If you think there is any chance you will have regrets in the future,
I really believe you should make one last effort before damage is done and it is truly too late to go back.


----------



## Lyris

RandomDude said:


> Ammunition mate, ammunition: I'm thinking ahead, whether for court or for future dealings with her considering I can no longer get her completely out of my life


Australia has no-fault divorce laws, so even if she does have sex with someone else, it won't mean anything in terms of the settlement. Nearly all divorces are settled with no court involved, and it is much much better that way, particularly for children


----------



## RandomDude

No, she refused to masturbate without me, and hell I have to admit it, considering her "collection", that yes. To be fair on her, yes -> she has really tried her best to keep it interesting too but she just takes rejection from me just WAY TOO HARD. No I do not want to play! 
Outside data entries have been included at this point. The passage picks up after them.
PR #4511, opened 2026-07-12
docs: fix SQLite tutorial CreateAuthor usage with RETURNING *

### LINKED ISSUE #4468: SQLite getting-started tutorial uses LastInsertId() on RETURNING * result
## Description 
                              
  The SQLite getting-started tutorial appears to have an inconsistency between the SQL query and the Go usage example.

  Page:                                                     

  https://docs.sqlc.dev/en/latest/tutorials/getting-started-sqlite.html

  The tutorial defines `CreateAuthor` as:                                                                                

  ```sql            
  -- name: CreateAuthor :one
  INSERT INTO authors (                                     
    name, bio
  ) VALUES (           
    ?, ?
  )                                                                                                                      
  RETURNING *;
```
                              
  With :one and RETURNING *, sqlc generates a method returning an Author:

```go
                                                                                                                         
  func (q *Queries) CreateAuthor(ctx context.Context, arg CreateAuthorParams) (Author, error)
```

  However, the later Go example uses the returned value as if it were a sql.Result:                                      
                               
```go                                                                                          
  result, err := queries.CreateAuthor(ctx, tutorial.CreateAuthorParams{                                                  
      Name: "Brian Kernighan",                              
      Bio:  sql.NullString{String: "Co-author of The C Programming Language and The Go Programming Language", Valid:
      true},
  })

  insertedAuthorID, err := result.LastInsertId()
```
  This does not compile because result is an Author, not a sql.Result.

 ## Expected behavior

  The tutorial should use the returned Author directly, for example:
```go
  createdAuthor, err := queries.CreateAuthor(ctx, tutorial.CreateAuthorParams{
      Name: "Brian Kernighan",
      Bio:  sql.NullString{String: "Co-author of The C Programming Language and The Go Programming Language", Valid:
      true},
  })
  if err != nil {
      return err
  }
  log.Println(createdAuthor.ID)
```

  Then the later fetch could use:

```go
  fetchedAuthor, err := queries.GetAuthor(ctx, createdAuthor.ID)
```
  ## Actual behavior

  The tutorial currently calls:
```go
  result.LastInsertId()
```

  on the value returned by CreateAuthor, but that value is generated as an Author.

  ## Version

  I reproduced this with sqlc v1.31.1, which is also the version shown in generated files from the current tutorial.

Abhineshhh:
## Summary

- The SQLite getting-started tutorial defines `CreateAuthor` as `:one` with `RETURNING *`, so sqlc generates `(Author, error)`, not `sql.Result`.
- The Go example incorrectly treated the return value as `sql.Result` and called `LastInsertId()`, which does not compile.
- Update the example to use the returned `Author` (same pattern as the PostgreSQL tutorial) and compare full structs after `GetAuthor`.

Fixes #4468

## Verification

1. Generated code from the tutorial `schema.sql` / `query.sql` with a local `sqlc` build:
   - `CreateAuthor(ctx, CreateAuthorParams) (Author, error)`
   - `GetAuthor(ctx, id int64) (Author, error)`
   - `Author{ID int64; Name string; Bio sql.NullString}`
2. Compiled and ran the fixed `tutorial.go` end-to-end with `modernc.org/sqlite` and an in-memory DB.
3. Program output included `true` from `reflect.DeepEqual(insertedAuthor, fetchedAuthor)`.

## Test plan

- [x] Confirmed generated signatures match the fixed example
- [x] `go build` and run of the full tutorial program succeeds
- [ ] Docs render as expected after merge

### DIFF
--- a/docs/tutorials/getting-started-sqlite.md
+++ b/docs/tutorials/getting-started-sqlite.md
@@ -159,28 +159,23 @@ func run() error {
 	log.Println(authors)
 
 	// create an author
-	result, err := queries.CreateAuthor(ctx, tutorial.CreateAuthorParams{
+	insertedAuthor, err := queries.CreateAuthor(ctx, tutorial.CreateAuthorParams{
 		Name: "Brian Kernighan",
 		Bio:  sql.NullString{String: "Co-author of The C Programming Language and The Go Programming Language", Valid: true},
 	})
 	if err != nil {
 		return err
 	}
-
-	insertedAuthorID, err := result.LastInsertId()
-	if err != nil {
-		return err
-	}
-	log.Println(insertedAuthorID)
+	log.Println(insertedAuthor)
 
 	// get the author we just inserted
-	fetchedAuthor, err := queries.GetAuthor(ctx, insertedAuthorID)
+	fetchedAuthor, err := queries.GetAuthor(ctx, insertedAuthor.ID)
 	if err != nil {
 		return err
 	}
 
 	// prints true
-	log.Println(reflect.DeepEqual(insertedAuthorID, fetchedAuthor.ID))
+	log.Println(reflect.DeepEqual(insertedAuthor, fetchedAuthor))
 	return nil
 }
 


Abhineshhh:
have a review @kyleconroy

kyleconroy (approved):

kyleconroy:
Thanks!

As for her stepping out on me why not? It's obvious I broke her heart, what makes you think there can be any love left considering instead of considering my options she chose "fk it all" and agreed that we're done. So as for sex considering her drive how else is she going to get it now? I doubt she could keep herself entertained with her collection for long.

As for PI I'm just keeping sure I don't lose the opportunity for ammunition later down the track. As for her bluffing, we were VERY clear with each other last night on what's going to happen. If she is, then well, I sure as hell aint!
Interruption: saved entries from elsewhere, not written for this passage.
PR #4514, opened 2026-07-13
Local PostgreSQL container for query analysis / validation

nikolayk812:
Add a testcontainers_image field to the database config block. When set, sqlc automatically starts a local PostgreSQL Docker container, applies schema migrations, and uses it for analysis — then tears it down when done.

```
database:
      testcontainers_image: "postgres:18-alpine"
```

https://github.com/sqlc-dev/sqlc/issues/4513


davideimola:
I really like the idea of using containers in development!

internal/config/config.go
```diff
@@ -74,8 +74,9 @@ type Server struct {
 }
 
 type Database struct {
-	URI     string `json:"uri" yaml:"uri"`
-	Managed bool   `json:"managed" yaml:"managed"`
+	URI                 string `json:"uri" yaml:"uri"`
+	Managed             bool   `json:"managed" yaml:"managed"`
+	TestcontainersImage string `json:"testcontainers_image" yaml:"testcontainers_image"`
```
ayakovlenko, line 79: Does it have to be called `testcontainers_image`? Why not just `image` or `container_image` to not leak implementation details about the library used to the public API?

kyleconroy:
@nikolayk812 sorry, I'm not interested in adding Docker / container support at this time.

nikolayk812:
@kyleconroy fair enough. I got a feeling that in-memory mode of sqlc should be deprecated or discouraged. In-memory supports results in reimplementing lots of semantical validations in the generator, which DB can do automatically.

I don't see what I can even do at this point, playing romeo isn't going to cut it this time. She's made her terms clear -> I either stop all this, and accept the way she is, or it's over. I've been presented with a straight narrow road now.
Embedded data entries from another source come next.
PR #4518, opened 2026-07-18
feat(pgx-v5): Add static typing support for jsonb_build_object

m-ali-akbay:
Adds a `sqlc.jsonb_build_object."Name"(key, value, ...)` directive for returning JSON-shaped results that decode straight into a Go struct. It's handy for pulling a one-to-many relationship into a single query instead of running one query per parent row.

```sql
-- name: GetAuthors :many
SELECT
  authors.id,
  ARRAY(
    SELECT sqlc.jsonb_build_object."Book"('id', books.id, 'title', books.title)
    FROM books WHERE books.author_id = authors.id
  ) AS books
FROM authors;
```

gives you:

```go
type GetAuthorsRow struct {
	ID    int64
	Books []Book
}

type Book struct {
	ID    int64  `json:"id"`
	Title string `json:"title"`
}
```

A few notes:

- **pgx/v5 only** — `generate` fails with a clear error for any other `sql_package`. pgx decodes the `jsonb` value into the struct (or `[]struct` inside `ARRAY(...)`) directly, so there's no `Scan`/`Value` plumbing.
- The struct name is required and read off the qualified call — Postgres parses `sqlc.jsonb_build_object."Book"` as `catalog.schema.name`, so no new parser work.
- Nesting works: a value can be another `jsonb_build_object` or an `ARRAY(...)` of one.
- Two queries that use the same name share one Go type when their shapes match; a shape mismatch or a collision with a model fails generation. Names and fields can be overridden with `rename`.
- Internally the call is just rewritten to Postgres's `jsonb_build_object` before analysis.

Docs in `docs/howto/embedding.md`; covered by unit tests plus a `sqlc_json` golden fixture.


m-ali-akbay:
@kyleconroy, may I ask for a review? 🙏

Just seems to be bumpy considering we both just realised how hard it truly is to tell a child what's going to happen when we told her last week that it wouldn't happen. Anyways, right now I'm giving my wife some time to get her sh-t together because if we don't do it tonight, we have to do it soon.


----------



## RandomDude

Lyris said:


> Australia has no-fault divorce laws, so even if she does have sex with someone else, it won't mean anything in terms of the settlement. Nearly all divorces are settled with no court involved, and it is much much better that way, particularly for children


Still have to get legal advice *sighs* Thanks for reminding me
It's a year seperation (living apart) before divorce can be considered that I know, besides I don't want to end up with nothing later and find out I need it, and that's just divorce laws, custody may be a problem later and I'd rather be safe then sorry, besides whatever I can get whether infidelity or whatever I don't care, PI is for my own peace of mind

Regardless I don't want to find out she's been sleeping with someone while I'm here all abstinent out of respect of her.


----------



## Lyris

Ok, just think about whether it's really worth the money. There's probably a lot you could do yourself, with keyloggers etc, if it's primarily for peace of mind. A lot of private surveillance won't be admissible in court anyway.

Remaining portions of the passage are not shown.